PR #891, opened 2024-05-18
Improve server support in Core Business

defagos:
# Description

This PR improves server support in Core Business. It also enhances server selection in the demo to support SAM as well as simulated locations in CH or abroad.

# Changes made

- Make it possible to use any server conforming to the media composition data format and image resizing. 
- Remove `.mmf` from Core Business server list (development tool). This is a breaking API change.
- Add support for SAM (prod, stage, test).
- Add support for simulated CH and WW locations for IL services (helpful to test geoblocking behavior).

# Checklist

### DIFF
--- a/Demo/Sources/Model/ServerSetting.swift
+++ b/Demo/Sources/Model/ServerSetting.swift
@@ -17,9 +17,9 @@ enum ServerSetting: Int, CaseIterable {
     case ilStageCH
     case ilTestCH
 
-    case productionWW
-    case stageWW
-    case testWW
+    case ilProductionWW
+    case ilStageWW
+    case ilTestWW
 
     case samProduction
     case samStage
@@ -41,11 +41,11 @@ enum ServerSetting: Int, CaseIterable {
             return "IL Stage - CH"
         case .ilTestCH:
             return "IL Test - CH"
-        case .productionWW:
+        case .ilProductionWW:
             return "IL Production - WW"
-        case .stageWW:
+        case .ilStageWW:
             return "IL Stage - WW"
-        case .testWW:
+        case .ilTestWW:
             return "IL Test - WW"
         case .samProduction:
             return "SAM Production"
@@ -66,11 +66,11 @@ enum ServerSetting: Int, CaseIterable {
 
     private var baseUrl: URL {
         switch self {
-        case .ilProduction, .ilProductionCH, .productionWW:
+        case .ilProduction, .ilProductionCH, .ilProductionWW:
             return SRGIntegrationLayerProductionServiceURL()
-        case .ilStage, .ilStageCH, .stageWW:
+        case .ilStage, .ilStageCH, .ilStageWW:
             return SRGIntegrationLayerStagingServiceURL()
-        case .ilTest, .ilTestCH, .testWW:
+        case .ilTest, .ilTestCH, .ilTestWW:
             return SRGIntegrationLayerTestServiceURL()
         case .samProduction:
             return SRGIntegrationLayerProductionServiceURL().appending(component: "sam")
@@ -94,7 +94,7 @@ enum ServerSetting: Int, CaseIterable {
         switch self {
         case .ilProductionCH, .ilStageCH, .ilTestCH:
             return [URLQueryItem(name: "forceLocation", value: "CH")]
-        case .productionWW, .stageWW, .testWW:
+        case .ilProductionWW, .ilStageWW, .ilTestWW:
             return [URLQueryItem(name: "forceLocation", value: "WW")]
         case .samProduction, .samStage, .samTest:
             return [URLQueryItem(name: "forceSAM", value: "true")]
--- a/Demo/Sources/Model/ServerSetting.swift
+++ b/Demo/Sources/Model/ServerSetting.swift
@@ -36,17 +36,17 @@ enum ServerSetting: Int, CaseIterable {
         case .test:
             return "Test"
         case .productionCH:
-            return "Production (CH)"
+            return "Production - CH"
         case .stageCH:
-            return "Stage (CH)"
+            return "Stage - CH"
         case .testCH:
-            return "Test (CH)"
+            return "Test - CH"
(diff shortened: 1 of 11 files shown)


Demo/Sources/Model/ServerSetting.swift
```diff
@@ -12,6 +12,19 @@ enum ServerSetting: Int, CaseIterable {
...
+    case stageCH
+    case testCH
+
+    case productionWW
+    case stageWW
+    case testWW
+
+    case samProduction
+    case samStage
+    case samTest
```
waliid, line 26: As we prefix these cases with `sam`, should we also prefix the original cases with `il`?

Sources/CoreBusiness/DataProvider/Server.swift
```diff
@@ -7,29 +7,102 @@
...
-        case .stage:
-            return URL(string: "https://il-stage.srgssr.ch")!
-        case .test:
-            return URL(string: "https://il-test.srgssr.ch")!
-        case .mmf:
-            return URL(string: "https://play-mmf.herokuapp.com")!
+    public static let test = custom(baseUrl: URL(string: "https://il-test.srgssr.ch")!)
+
+    private let requestBuilder: (String) -> URLRequest
+    private let resizedImageUrlBuilder: (URL, ImageWidth) -> URL
```
waliid, line 27: These two closures seem to be used many times, so my suggestion is to use type aliases.

```swift
public typealias RequestBuilder = (String) -> URLRequest
public typealias UrlBuilder = (URL, ImageWidth) -> URL
```

Sources/CoreBusiness/DataProvider/Server.swift
```diff
@@ -7,29 +7,102 @@
...
+
+    /// Custom environment.
+    ///
+    /// - Parameters:
+    ///   - baseUrl: The base URL of the server.
+    ///   - queryItems: Additional query items to use.
+    ///
+    /// Useful for servers which can exactly pose as SRG SSR servers and deliver the same playback metadata format and
+    /// image scaling capabilities.
+    public static func custom(baseUrl: URL, queryItems: [URLQueryItem] = []) -> Self {
```
waliid, line 61: What do you think about renaming `custom` by `urn`?

```suggestion
    public static func urn(baseUrl: URL, queryItems: [URLQueryItem] = []) -> Self {
```

Sources/CoreBusiness/DataProvider/Server.swift
```diff
@@ -7,29 +7,102 @@
...
+        .custom { urn in
+            standardRequest(forUrn: urn, baseUrl: baseUrl, queryItems: queryItems)
+        } resizedImageUrlBuilder: { url, width in
+            standardResizedImageUrl(url, width: width, baseUrl: baseUrl, queryItems: queryItems)
+        }
+    }
+
+    private static func standardRequest(forUrn urn: String, baseUrl: URL, queryItems: [URLQueryItem]) -> URLRequest {
```
waliid, line 69:
```suggestion
    private static func request(forUrn urn: String, baseUrl: URL, queryItems: [URLQueryItem]) -> URLRequest {
```

Sources/CoreBusiness/DataProvider/Server.swift
```diff
@@ -7,29 +7,102 @@
...
+            return .init(url: url)
         }
+        components.queryItems = queryItems + [
+            URLQueryItem(name: "onlyChapters", value: "true"),
+            URLQueryItem(name: "vector", value: vector)
+        ]
+        return .init(url: components.url ?? url)
+    }
+
+    private static func standardResizedImageUrl(_ url: URL, width: ImageWidth, baseUrl: URL, queryItems: [URLQueryItem]) -> URL {
```
waliid, line 81:
```suggestion
    private static func resizedImageUrl(_ url: URL, width: ImageWidth, baseUrl: URL, queryItems: [URLQueryItem]) -> URL {
```

Sources/CoreBusiness/DataProvider/Server.swift
defagos: Applied, thanks.

Sources/CoreBusiness/DataProvider/Server.swift
defagos: Applied, thanks.

Sources/CoreBusiness/DataProvider/Server.swift
defagos: Would be misleading IMHO. URN is just an identifier for content on a server, not the server itself. Maybe `custom` is not the proper word for it but we need a way to define custom servers which behave like an IntegrationLayer (e.g. MMF or SAM).

waliid: Should we rename the urn closure parameter by identifier then?

Demo/Sources/Model/ServerSetting.swift
defagos: Done.

Sources/CoreBusiness/DataProvider/Server.swift
defagos: I removed APIs for free construction with closures. Was overkill.

Sources/CoreBusiness/DataProvider/Server.swift
defagos: I exposed the public initializer instead.

defagos:
I revisited my original implementation which was providing closures to make it possible to build media composition requests and custom image resizing to make it simpler. In practice having a custom service posing as the IL is only useful internally anyway and requires deep understanding of endpoints and metadata formats.

We currently have SAM and MMF posing as the IL, as well as specific ways to simulate a user abroad. Those are implemented in the demo (and thus not provided in the Core Business public API). When SAM is released this mechanism will not be useful anymore anyway, so I guess it is better to keep things simple.

waliid (approved):

PR #898, opened 2024-05-28
Add basic keyboard shortcut support

defagos:
# Description

This PR introduces a few obvious keyboard shortcuts which make the user experience better on iPad or macOS (as iPad app):

- Space to toggle play / pause.
- `S` and `D` to for skips.
- `F` to toggle full screen.

# Changes made

Self-explanatory.

# Checklist

### DIFF
--- a/Demo/Sources/Model/Template.swift
+++ b/Demo/Sources/Model/Template.swift
@@ -143,7 +143,7 @@ enum URLTemplate {
         title: "Brain Farm Skate Phantom Flex",
         subtitle: "4K video",
         imageUrl: "https://i.ytimg.com/vi/d4_96ZWu3Vk/maxresdefault.jpg",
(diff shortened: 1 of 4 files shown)


waliid:
What do you think about adding a shortcut `t` to quickly `type` into the text field?

defagos:
Sure, but maybe something looking like the address bar shortcut of a web browser would be more intuitive?

defagos:
Arrow keys would have been more natural and consistent with the standard player UX but they cannot be properly setup with SwiftUI API yet, as `keyboardShortcut` modifiers do not let system priority be overridden, unlike `UIKeyCommand` allows with its `wantsPriorityOverSystemBehavior` property (which we are using in Letterbox).

I reported an API improvement suggestion as FB13816367.

waliid (approved):

Issue #904, opened 2024-06-05
Metrics collector


defagos:
**As a stream delivery team member** I want to be able to gather metrics for representation through graphs.

# Acceptance criteria

- A `MetricsCollector` is provided that gathers real-time or significant metrics, publishing updates automatically, and that can be bound to any player.
- The framework provides a ready to use collector graphical view that makes it easy to understand metrics in any app.
- The demo provides a way to enable graphical view of any playback session.

# Tasks

- [x] Implement `MetricsCollector`.
- [x] Implement a dedicated standard debugging view that displays gathered metrics and numeric values for current metrics.
- [x] Add way to display metrics in the custom player.

PR #912, opened 2024-06-14
Gather player metrics

defagos:
# Description

This PR gathers player metrics by reading player item access logs.

# Changes made

- Add `Metrics` public type, providing information (server, uri, etc.) as well as total values (e.g. number of stalls) and increments between consecutive measurements.
- Store consolidated uninterrupted session metrics in properties.
- Provide accessor for current metrics retrieval at any time.
- Add publisher periodically publishing metrics.
- Update non-working SWI example.

# Checklist


Sources/Player/Player+Metrics.swift
```diff
@@ -0,0 +1,40 @@
...
+                guard let item else { return Just(nil).eraseToAnyPublisher() }
+                return Publishers.PeriodicTimePublisher(for: queuePlayer, interval: interval, queue: kMetricsQueue)
+                    .scan(MetricsState.empty) { initial, next in
+                        initial.updated(with: item.accessLog(), at: next) ?? initial
+                    }
+                    .removeDuplicates()
+                    .withPrevious(MetricsState.empty)
+                    .map { $0.current.metrics(from: $0.previous) }
+                    .eraseToAnyPublisher()
+            }
```
waliid, line 34: I wanted to simplify do that: 

```swift
            .compactMap { $0 }
            .map { [queuePlayer] item -> AnyPublisher<Metrics?, Never> in
                Publishers.PeriodicTimePublisher(for: queuePlayer, interval: interval, queue: kMetricsQueue)
                    .scan(MetricsState.empty) { initial, next in
                        initial.updated(with: item.accessLog(), at: next) ?? initial
                    }
                    .removeDuplicates()
                    .withPrevious(MetricsState.empty)
                    .map { $0.current.metrics(from: $0.previous) }
                    .eraseToAnyPublisher()
            }
```

The code above leads to unexpected metrics (increments with negative values).
I tried to write a test, but unfortunately I failed.

Sources/Player/Metrics/AccessLog.swift
```diff
@@ -0,0 +1,33 @@
...
+    init(events: [AccessLogEvent?], after date: Date?) {
+        closedEvents = Array(events.prefix(max(events.count - 1, 0))).compactMap { event in
+            Self.event(event, after: date)
+        }
+        if let lastEvent = events.last {
+            openEvent = Self.event(lastEvent, after: date)
+        }
+        else {
+            openEvent = nil
+        }
```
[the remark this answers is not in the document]
defagos: Not sure this helps in keeping things readable here. The double optional is quite strange here, usually we would expect `Self.event(events.last, after: date)` which of course here is not valid.

Sources/Player/Player+Metrics.swift
defagos: The `compactMap` is probably not appropriate here. If we have no item we want to have no metrics, so it is quite natural to return `nil` here instead of inhbiting the update because of the `compactMap`.

Sources/Player/Metrics/AccessLog.swift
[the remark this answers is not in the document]
waliid: I see. Other suggestion: 

```suggestion
        closedEvents = Array(events.prefix(max(events.count - 1, 0))).compactMap { Self.event($0, after: date) }
        let lastEvent = events.last?.flatMap(\.self)
        openEvent = Self.event(lastEvent, after: date)
```

Sources/Player/Player+Metrics.swift
waliid: What do you think about adding the following test to avoid any errors in the future?

```swift
func testMetricsWithAnEmptyPlayer() {
    let player = Player()
    expectAtLeastEqualPublished(
        values: [nil],
        from: player.periodicMetricsPublisher(forInterval: .init(value: 1, timescale: 1)),
        timeout: .seconds(1)
    )
}
```

defagos: Sure. I also introduced similar tests on a development branch for #904.

defagos: Done. I also added a basic test with a playing player.

Sources/Player/Metrics/AccessLog.swift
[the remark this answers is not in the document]
waliid: Did you see my last suggestion?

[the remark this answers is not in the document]
defagos: Nope, but as with [the other suggestion](https://github.com/SRGSSR/pillarbox-apple/pull/912#discussion_r1640359995) I think that the shortened code does not translate into more readability.

waliid (approved):

defagos:
@waliid Thanks for approving the PR as it is. We can still discuss any coding style improvements tomorrow and make changes on future branches.

PR #938, opened 2024-07-15
Capture stalls in QoS metrics

defagos:
# Description

This PR logs stalls to our metric event log.

# Changes made

- Add new measurement method to calculate date intervals based on start and end conditions.
- Provide `isStalled` state in item properties.
- Add new metric events for stalls (start / end).
- Measure date intervals when `isStalled` changes from `true` to `false`.

# Checklist

### DIFF
--- a/Sources/Core/Publisher.swift
+++ b/Sources/Core/Publisher.swift
@@ -255,4 +255,35 @@ public extension Publisher {
         )
         .eraseToAnyPublisher()
     }
+
+    /// Measure date intervals, starting after some condition is satisfied and ending when another one is satisfied.
+    ///
+    /// - Parameters
+    ///    - measure: A closure called for each output delivered upstream.
+    ///    - startCondition: A closure called to determine when a measurement must start.
+    ///    - endCondition: A closure called to to determine when a measurement must stop.
+    ///
+    /// A measurement is made for each pair of matching conditions.
+    func measureDateInterval(
+        perform measure: @escaping (DateInterval) -> Void,
+        after startCondition: @escaping (Output) -> Bool,
+        when endCondition: @escaping (Output) -> Bool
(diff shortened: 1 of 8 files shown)


Sources/Core/Publisher.swift
```diff
@@ -249,4 +255,35 @@ public extension Publisher {
...
+    /// - Parameters
+    ///    - measure: A closure called for each output delivered upstream.
+    ///    - startCondition: A closure called to determine when a measurement must start.
+    ///    - endCondition: A closure called to to determine when a measurement must stop.
+    ///
+    /// A measurement is made for each pair of matching conditions.
+    func measureDateInterval(
+        perform measure: @escaping (DateInterval) -> Void,
+        after startCondition: @escaping (Output) -> Bool,
+        when endCondition: @escaping (Output) -> Bool
```
waliid, line 270:
```suggestion
        until endCondition: @escaping (Output) -> Bool
```

Tests/CoreTests/MeasurePublisherTests.swift
```diff
@@ -142,4 +142,34 @@ final class MeasurePublisherTests: XCTestCase {
             expect(duration).to(beCloseTo(expected, within: 0.1))
         }
     }
+
+    func testAfterWhen() {
```
waliid:
```suggestion
    func testAfterUntil() {
```

waliid (approved):

Sources/Core/Publisher.swift
defagos: Thanks, I propose `measureEachDateInterval(perform:after:until:)` to make it explicit that measurements always take place between pairs of conditions (and not only the first time).

waliid (approved):

PR #950, opened 2024-07-31
Revisit player item tracking

waliid:
# Description

This PR allows us to improve the player item tracker implementation. Indeed, with the previous implementation, we weren't able to get the player time when the tracker was disabled. 
This led introducing a complex logic for some tracker to determine the player time.
This PR solve this issue by directly passing the player properties when the tracker is disabled.

# Changes made

- Some schemes have been updated by a **Pillarbox** prefix.
- The `PlayerItemTracker` contract has been updated. 
	- The `Player` is no longer passed as a parameter of `enable(for:)` method to avoid shortcuts that could lead to unexpected behavior if the player is not used correctly. Instead, we provide an `AVPlayer` which is the low-level player that can be used for various purposes (e.g. provided to a third-party API like **Youbora**).
	- The `disable` method now includes a new `PlayerProperties` parameter. This can be useful for retrieving the player time, for example.
- The `OrderedCollections` dependency has been removed from `PillarboxCore`.
- `CommandersAct` tracker has been refactored to avoid interpolating the player time when the tracker is disabled.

HOW TO COMPLETE THIS TASK
All lines in the listing above between the line with "Farm Skate Phantom" and the line with "# Acceptance criteria", inclusive, should be set down exactly, and no line outside that range.

FINISHED EXERCISE
         title: "Brain Farm Skate Phantom Flex",
         subtitle: "4K video",
         imageUrl: "https://i.ytimg.com/vi/d4_96ZWu3Vk/maxresdefault.jpg",
(diff shortened: 1 of 4 files shown)


waliid:
What do you think about adding a shortcut `t` to quickly `type` into the text field?

defagos:
Sure, but maybe something looking like the address bar shortcut of a web browser would be more intuitive?

defagos:
Arrow keys would have been more natural and consistent with the standard player UX but they cannot be properly setup with SwiftUI API yet, as `keyboardShortcut` modifiers do not let system priority be overridden, unlike `UIKeyCommand` allows with its `wantsPriorityOverSystemBehavior` property (which we are using in Letterbox).

I reported an API improvement suggestion as FB13816367.

waliid (approved):

Issue #904, opened 2024-06-05
Metrics collector


defagos:
**As a stream delivery team member** I want to be able to gather metrics for representation through graphs.

# Acceptance criteria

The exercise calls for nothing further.